Despite this already putting Dragon in a class of only two spacecraft - following the departure of the space shuttle, only Russia's Soyuz vessels can bring substantial cargoes down from space as well as carry them up - Elon Musk wants more. Specifically, he plans to add "Draco" rockets to the Dragon. These could boost a Dragon full of astronauts clear of a disintegrating booster stack in the event of a mishap on launch: more routinely they would be used to bring the capsule in to a vertical precision landing on a pad ashore, so removing the costs and time-wasting caused by fishing it out of the sea each time it came down. (Indeed the company has ambitiously stated that Dragons would be equally capable of making rocket landings on Mars.)
So, if SpaceX can deliver rocket setdown technology satisfactorily, it will be able to re-use both the first stage and the capsule from a Falcon 9/Dragon stack: which should cut costs very significantly as those two are by far the most expensive pieces. There's no public indication of plans to re-use the second stage as well, though these may well exist. If they do, they are quite likely to involve second stages being given some task in space as opposed to down on Earth - such things have already been done with other second stages.
SpaceX is going from strength to strength at the moment, having now outstripped all national space agencies except that of Russia in terms of capsules (European ATV ships can't return to Earth).

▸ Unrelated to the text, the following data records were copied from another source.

PR #290, opened 2018-01-10
Electron-262 (Fixes Badge Count Issue)

KiranNiranjan:
## Description
Implemented a method to reset badge count on window navigation/reload [JIRA-ticket](https://perzoinc.atlassian.net/browse/ELECTRON-262)

## Approach
- #### Problem with the code: Badge count was not being reset to 0 when reloaded/navigated
- #### Fix: Added an event to reset badge count whenever the window is reloaded/navigated

@VikasShashidhar & @VishwasShashidhar Please review. Thanks 😄

### DIFF
--- a/js/preload/preloadMain.js
+++ b/js/preload/preloadMain.js
@@ -367,8 +367,17 @@ function createAPI() {
         });
     }
 
+    // reset the badge count when ever user refresh
+    function resetBadgeCount() {
+        local.ipcRenderer.send(apiName, {
+            cmd: apiCmds.setBadgeCount,
+            count: 0
+        });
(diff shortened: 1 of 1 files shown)


js/preload/preloadMain.js
```diff
@@ -367,8 +367,17 @@ function createAPI() {
         });
     }
 
+    // reset the badge count when ever user refresh
```
VishwasShashidhar: Please change the comment to below
`// reset the badge count whenever an user refreshes the electron client`

VishwasShashidhar:
lgtm 👍

PR #292, opened 2018-01-18
Electron-228 (Fixes Screen Snippet Reload Issue)

KiranNiranjan:
## Description
Added an event to terminate screen snippet process whenever the main window is reloaded/navigated [JIRA-ticket](https://perzoinc.atlassian.net/browse/ELECTRON-228)

Also updated the badge count feature so that there will be one reload event to handle everything.

## Approach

It is set to make its second flight to the ISS next month, and plans to launch what will be the world's most powerful booster stack bar none as soon as next year. If the company can keep this pace up, it's not impossible to imagine – in line with Musk's grandiose ambitions – that it might be landing its Dragons on Mars within the lifetimes of some people reading this.
Its commercial rivals, by contrast, have achieved comparatively little, and even NASA itself seems badly bogged down. ®
*The mission was the first test of Dragon's docking ability and might easily have had to be aborted for some reason, so naturally nothing essential was carried.
COMMENTS
Life imitates "art"
I'm old enough to remember the series pilot of "Salvage 1", wherein: to get an FAA license for the Vulture, they had to find a classification for it that the FAA had, and "Single Stage Ground To Orbit Rocket" wasn't one of them.
So, they lifted the Vulture off, hovered over the ground for a few seconds, and landed. "Experimental Hovercraft" was an FAA classification, and thus it was licensed.
"art" because I'm pretty much stretching the definition of art to fit here...
Re: still not really sure about this
They don't land at the launchpad.
They land at a landing pad located suitably downrange (adjusting for planet rotation, etc).
If they -wer-e to land at the same pad they'd make a full orbit first. Nobody is suggesting any sort of "turning around" which, as you note, is impractical, requires many tonnes of fuel, and just isn't done.
These guys know their rocket science pretty well.
I'm going to have to call for your credentials before I let you keep dissing them like that without more cited science.
Re: Not exactly
Easy mistake to make, It's the same team after all, but it was Pixel that was built in a partnership agreement with Armadillo and flown out of Dallas. Morpheus is was the Nasa JSC's successor. More in the final paragraph here
Does say a lot about SpaceX doing it right first time though.. a skill they seem to be exhibiting a lot.